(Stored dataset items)
PR #2058, opened 2022-12-06
Do not merge `BenevolentUnionType` with `UnionType`

herndlm:
This was inspired by https://github.com/phpstan/phpstan/issues/8458#issuecomment-1336402081

Closes https://github.com/phpstan/phpstan/issues/7049
Closes https://github.com/phpstan/phpstan/issues/7279
Closes https://github.com/phpstan/phpstan/issues/7423
Closes https://github.com/phpstan/phpstan/issues/8268

After this https://phpstan.org/r/498cd1d0-4568-4cbf-8b0b-11ed722552e8 becomes green.

#### Regarding the performance impact (https://github.com/phpstan/phpstan-src/pull/2058#issuecomment-1340500218)
before:
```
Benchmark 1: make phpstan
  Time (mean ± σ):     56.978 s ± 10.578 s    [User: 338.941 s, System: 26.704 s]
  Range (min … max):   49.723 s … 82.109 s    10 runs
```
after:
```
Benchmark 1: make phpstan
  Time (mean ± σ):     51.790 s ±  5.459 s    [User: 330.922 s, System: 25.508 s]
  Range (min … max):   48.548 s … 66.973 s    10 runs
```
not sure if that is enough, the system is a bit trashy I guess. but looks like things don't really change perf.-wise. I'm pretty sure things also don't get faster, the variance is just too big on my system, I think we can go with 49s before and after.

#### Regarding the 3 failures
- PocketMine: `Cannot access offset (float|int<1, max>) on mixed.` https://github.com/pmmp/PocketMine-MP/blob/e0b07ff3087b652407439a29c941f3b66ca92c86/src/pocketmine/CrashDump.php#L314 / https://github.com/pmmp/PocketMine-MP/blob/e0b07ff3087b652407439a29c941f3b66ca92c86/src/pocketmine/CrashDump.php#L111
- Prestashop: modification of a `ArrayObject<*NEVER*, *NEVER*>` https://github.com/PrestaShop/PrestaShop/blob/ca9d81aae0bb17f3e767bb5d835348ed144a3ab5/src/Adapter/Presenter/AbstractLazyArray.php#L98
- PHPUnit: modification of a `ArrayObject<*NEVER*, *NEVER*>`, e.g. https://github.com/sebastianbergmann/phpunit/blob/93d4bf4c37aec6384bb9e5d390d9049a463a7256/tests/unit/Framework/AssertTest.php#L153

all of those are expected IMO, but I can create PRs for Prestashop and PHPUnit to add PHPDoc types to the collection if wanted

### DIFF
--- a/src/Type/TypeCombinator.php
+++ b/src/Type/TypeCombinator.php
@@ -145,25 +145,12 @@ final class TypeCombinator
 			return new NeverType();
 		}
 
-		$benevolentTypes = [];
-		$benevolentUnionObject = null;
 		// transform A | (B | C) to A | B | C
 		for ($i = 0; $i < $typesCount; $i++) {
-			if ($types[$i] instanceof BenevolentUnionType) {
-				if ($types[$i] instanceof TemplateBenevolentUnionType && $benevolentUnionObject === null) {
-					$benevolentUnionObject = $types[$i];
-				}
-				$benevolentTypesCount = 0;
-				$typesInner = $types[$i]->getTypes();
-				foreach ($typesInner as $benevolentInnerType) {
-					$benevolentTypesCount++;
-					$benevolentTypes[$benevolentInnerType->describe(VerbosityLevel::value())] = $benevolentInnerType;
-				}
-				array_splice($types, $i, 1, $typesInner);
-				$typesCount += $benevolentTypesCount - 1;
+			if (!($types[$i] instanceof UnionType)) {
 				continue;
 			}
-			if (!($types[$i] instanceof UnionType)) {
+			if ($types[$i] instanceof BenevolentUnionType) {
 				continue;
 			}
 			if ($types[$i] instanceof TemplateType) {
@@ -345,25 +332,6 @@ final class TypeCombinator
 		}
 		if ($typesCount === 1) {
 			return $types[0];
-		}
-
-		if ($benevolentTypes !== []) {
-			$tempTypes = $types;
-			foreach ($tempTypes as $i => $type) {
-				if (!isset($benevolentTypes[$type->describe(VerbosityLevel::value())])) {
-					break;
-				}
-
-				unset($tempTypes[$i]);
-			}
-
-			if ($tempTypes === []) {
-				if ($benevolentUnionObject instanceof TemplateBenevolentUnionType) {
-					return $benevolentUnionObject->withTypes($types);
-				}
-
-				return new BenevolentUnionType($types);
-			}
 		}
 
 		return new UnionType($types, true);
--- a/src/Type/UnionType.php
+++ b/src/Type/UnionType.php
@@ -70,6 +70,9 @@ class UnionType implements CompoundType
 			if (!($type instanceof UnionType)) {
 				continue;
 			}
+			if ($type instanceof BenevolentUnionType) {
+				continue;
+			}
 			if ($type instanceof TemplateType) {
 				continue;
 			}
--- a/tests/PHPStan/Analyser/LegacyNodeScopeResolverTest.php
+++ b/tests/PHPStan/Analyser/LegacyNodeScopeResolverTest.php
@@ -4942,11 +4942,11 @@ class LegacyNodeScopeResolverTest extends TypeInferenceTestCase
 				'array_search(new stdClass, $generalStringKeys, true)',
 			],
 			[
-				'int|string|false',
+				'(int|string)|false',
 				'array_search($mixed, $array, true)',
 			],
 			[
-				'int|string|false',
+				'(int|string)|false',
 				'array_search($mixed, $array, false)',
 			],
 			[
@@ -5006,15 +5006,15 @@ class LegacyNodeScopeResolverTest extends TypeInferenceTestCase
 				'array_search(\'id\', doFoo() ? $thisDoesNotExistAndIsMixedInUnion : false, true)',
 			],
 			[
-				'int|string|false',
+				'(int|string)|false',
 				'array_search(1, $generalIntegers, true)',
 			],
 			[
-				'int|string|false',
+				'(int|string)|false',
 				'array_search(1, $generalIntegers, false)',
 			],
 			[
-				'int|string|false',
+				'(int|string)|false',
 				'array_search(1, $generalIntegers)',
 			],
 			[
@@ -8820,11 +8820,11 @@ class LegacyNodeScopeResolverTest extends TypeInferenceTestCase
 				'json_decode($mixed, false, 512, $integer | JSON_THROW_ON_ERROR | JSON_NUMERIC_CHECK)',
 			],
 			[
-				'int|string|null',
+				'(int|string)|null',
 				'array_key_first($mixedArray)',
 			],
 			[
-				'int|string|null',
+				'(int|string)|null',
 				'array_key_last($mixedArray)',
 			],
 			[
@@ -8904,7 +8904,7 @@ class LegacyNodeScopeResolverTest extends TypeInferenceTestCase
 				'$hrtime3',
 			],
 			[
-				'array{int, int}|float|int',
+				'(float|int)|array{int, int}',
 				'$hrtime4',
 			],
 		];
--- a/tests/PHPStan/Analyser/nsrt/array-search-php7.php
+++ b/tests/PHPStan/Analyser/nsrt/array-search-php7.php
@@ -12,9 +12,9 @@ class Foo
 	public function mixedAndSubtractedArray($mixed, string $string): void
 	{
 		if (is_array($mixed)) {
-			assertType('int|string|false', array_search('foo', $mixed, true));
-			assertType('int|string|false', array_search('foo', $mixed));
-			assertType('int|string|false', array_search($string, $mixed, true));
+			assertType('(int|string)|false', array_search('foo', $mixed, true));
+			assertType('(int|string)|false', array_search('foo', $mixed));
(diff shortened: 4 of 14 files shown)


herndlm:
OK close, better than I thought. I guess I deleted too much and am loosing the benevolent template object..

staabm:
You should measure whether these changes have a perf impact

VincentLanglet:
Since `A|(B|C)` would be now a possible type, does it require a test to check that a benevolent union
`(A|(B|C)|D)` is simplified to `(A|B|C|D)` ?

herndlm:
Good question, I'm not sure if it should be tbh. If we explicitly want a union, shouldn't it be non-benevolent? 🤔 I guess what I'm saying is, are we expecting this to be simplified if we call `TypeCombinator::union()`?
UPDATE: ah sorry, got your point now. Those should be simplified I suppose, yeah

tests/PHPStan/Analyser/data/bug-7279.php
```diff
@@ -0,0 +1,87 @@
...
+ * @var array{} $emptyMap
+ * @var array<int, string> $unknownList
+ * @var array{id?: int, name?: string} $unknownMap
+ * @var non-empty-array<int, Timeline<Percentage>> $nonEmptyList
+ * @var array{work: Timeline<Percentage>} $nonEmptyMap
+ */
+
+// Everything works great for find()
+
+assertType('null', find([], $callback));
```
staabm: Should be wrapped into a method/function

tests/PHPStan/Analyser/data/bug-7279.php
```diff
@@ -0,0 +1,87 @@
...
+
+	assertType('null', findKey([], $callback));
+	assertType('null', findKey($emptyList, $callback));
+	assertType('null', findKey($emptyMap, $callback));
+
+	assertType('int|null', findKey($unknownList, $callback));
+	assertType('string|null', findKey($unknownMap, $callback));
+
+	assertType('int|null', findKey($nonEmptyList, $callback));
+	assertType('string|null', findKey($nonEmptyMap, $callback));
```
herndlm: both L83 and L86 are different to the snippet where `'id'|'name'|null` was asserted/expected. but this is either not supported or something different than the main problem that was fixed here IMO

ondrejmirtes:
I'm struggling a bit with this one. What is your thinking behind this PR? I see that it fixes a bunch of issues, but to me it looks like it's just a matter of luck, not an intention (please take no offense :)).

What's a typical situation that this PR improves/fixes?

Also, I think we need some more tests around this. Let's say for example we have `(int|string)` and we want to add some types into it by calling TypeCombinator::union. What's the expected result?

* When we add a `ConstantStringType` like `'1'`.
* When we add a `StringType`.
* When we add ConstantBooleanType like `true`.

herndlm:
The main intention behind this is that I believe, and I think the linked issues confirm it, that union with a benevolent union should not suddenly get rid of the benevolence. E.g.  https://phpstan.org/r/498cd1d0-4568-4cbf-8b0b-11ed722552e8

Calling `TypeCombinator::union()` will always add a real union and not get rid of or extend the benevolence. More tests make sense for sure :) some already existed though I believe, and I just adapted their result. Your mentioned cases are good ones that worry me that the edges are still rough here hehe

But it's basically what you suggested at https://github.com/phpstan/phpstan/issues/8268#issuecomment-1301834601 (which I just found later via issue bot).

herndlm:
Added the test cases for union with `(int|string)` you requested, we get the following

> When we add a `ConstantStringType` like `'1'`.

`(int|string)`


> When we add a `StringType`.

`(int|string)`


>  When we add ConstantBooleanType like `true`.

`(int|string)|true`

that looks OK to me 😊

ondrejmirtes:
I'd argue that `TypeCombinator::union` of `(int|string)` and `string` should result in non-benevolent union type.

Another idea for a test - if we have `(1|2)` and `string`, it should result in `string` (which it probably will).

Also we can test what happens with `(1|2|3)` and `int<2, 3>`.

Also `(InvalidArgumentException|LengthException|stdClass)` and `LogicException`.

herndlm:
Ok, added your mentioned cases again, the result is a bit different, I got
- `(1|2)|string` UPDATE: but `('1'|'2')|string` does result in `string`, not sure if I misunderstood that or not, anyway, also added it as a test
- `(1|2|3)`
- `(InvalidArgumentException|LengthException|stdClass)|LogicException`

so most likely there's still work needed / it can be improved? I pushed them in this state, but need to think about this another time. Such benevolent cases are still hard for me to think through properly

VincentLanglet:
> What's a typical situation that this PR improves/fixes?

https://phpstan.org/r/9be20c04-429f-4dc0-b245-9d23628ae2db

Both `$key` and `$bool` are accepted by the method, but the union of both type is not accepted.
The current behavior doesn't feel natural.

> I'd argue that TypeCombinator::union of (int|string) and string should result in non-benevolent union type.

Technically, it should be `(int)|string` which is not really a possible type currently.

Because if it's transformed into `int|string`
```
		$key = current(array_keys($array));
		$this->acceptString($key); // valid
		$this->acceptString($string); // valid
		
		$keyOrString = rand(0,1) ? $key : $string;
		$this->acceptString($keyOrString); // won't be but should still be valid
```

drupol:
Hello @herndlm,

I don't think this is closing [#742](https://github.com/phpstan/phpstan/issues/7423), the output is different for sure, but it's not fixed actually.

herndlm:
@drupol are you referring to the bot message you got in your issue (which is unrelated to this PR) or https://github.com/phpstan/phpstan-src/actions/runs/3910108845? :)

drupol:
> @drupol are you referring to the bot message you got in your issue (which is unrelated to this PR) or https://github.com/phpstan/phpstan-src/actions/runs/3910108845? :)

Sorry, here's the proper link: https://github.com/phpstan/phpstan/issues/7423 I also fixed it in my previous message.

herndlm:
> Sorry, here's the proper link: [phpstan/phpstan#7423](https://github.com/phpstan/phpstan/issues/7423) I also fixed it in my previous message.

yeah and why do you mean this PR does not fix it? the bot message there is unrelated. but in https://github.com/phpstan/phpstan-src/actions/runs/3910108845 I can see no errors for PHP 8+ because the type should be correct now? and that is also checked via regression test here.

drupol:
Oh if it's unrelated, please ignore my message then.

Sorry for the noise.

herndlm:
Did we come to a conclusion about this one? :) I rebased it on 1.10.x in the meantime. Thought the behavior change might be better there. In case it gets merged. So far it still makes sense to me

herndlm:
Going to rebase this one tomorrow morning. Is there anything else I can do here? This still makes sense to me :)

ondrejmirtes:
@herndlm I have some issues with it. For example I've seen a type `(X)|Y` mentioned somewhere and I don't think that one-item union type makes sense... So I'm not sure how you're handling it. Last time I looked at this PR it felt a bit undertested.

For example if you compare `int|stdClass|string` and `(int|string)|stdClass` - when is the first one going to be accepted and the second one won't?

herndlm:
Naming this PR "Do not merge" was a stupid idea, that way it will never get merged... 😂

jokes aside, I try to get this updated and tests added soon. would be great for 2.x I suppose.

ondrejmirtes:
I'm sorry, I don't see this being merged :/

herndlm:
> I'm sorry, I don't see this being merged :/

that's ok, no worries. is there anything I can do to change that or is it mostly based on experience/gut feeling (don't meant that in a bad way)? To me this still makes sense and kind of is the only way IMO to deal with that the linked issues show, also https://github.com/phpstan/phpstan-src/pull/2058#issuecomment-1376493368 and the example there.

but maybe there are edge cases I'm just not seeing yet and already have in mind or are worried about :)

ondrejmirtes:
I don't want to screw around https://phpstan.org/developing-extensions/type-system#type-normalization, and keeping benevolent union type separate from non-benevolent union type does that.

herndlm:
> I don't want to screw around [phpstan.org/developing-extensions/type-system#type-normalization](https://phpstan.org/developing-extensions/type-system#type-normalization), and keeping benevolent union type separate from non-benevolent union type does that.

sorry, don't want to be too annoying here, but right now they are merged and not merging them keeps them more separate, no? just want to fully understand what might cause issues here.

ondrejmirtes:
I don't want to keep them separate.

herndlm:
ok, thx! I'll close this for now, not sure atm, but maybe there's a better way of dealing with the linked issues 😊

herndlm:
what about, yeah I know, I can't leave it alone 😂, the other way around? merging more aggressively: `(int|string)|float` => `(float|int|string)`. my current reasoning: if benevolence is involved type checks are less strict and maybe this should be kept like that if additional types are added as in the (outdated) original example of https://phpstan.org/r/498cd1d0-4568-4cbf-8b0b-11ed722552e8

if stricter type checks are needed `checkBenevolentUnionTypes` could be enabled. obviously, I don't know yet what exact impacts this will have, less errors I suppose, so nobody is annoyed. there is of course also https://github.com/phpstan/phpstan/issues/8458#issuecomment-1336402081 which sounds like it would miss more potential runtime errors then I suppose :(

UPDATE: the more I think about it, the less I like it. Being less strict sounds bad :/ can we deprecate BenevolentUnionType? 😂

=== WORK ITEM ===
List every line above that holds the word "than".

=== YOUR SOLUTION ===
OK close, better than I thought. I guess I deleted too much and am loosing the benevolent template object..
herndlm: both L83 and L86 are different to the snippet where `'id'|'name'|null` was asserted/expected. but this is either not supported or something different than the main problem that was fixed here IMO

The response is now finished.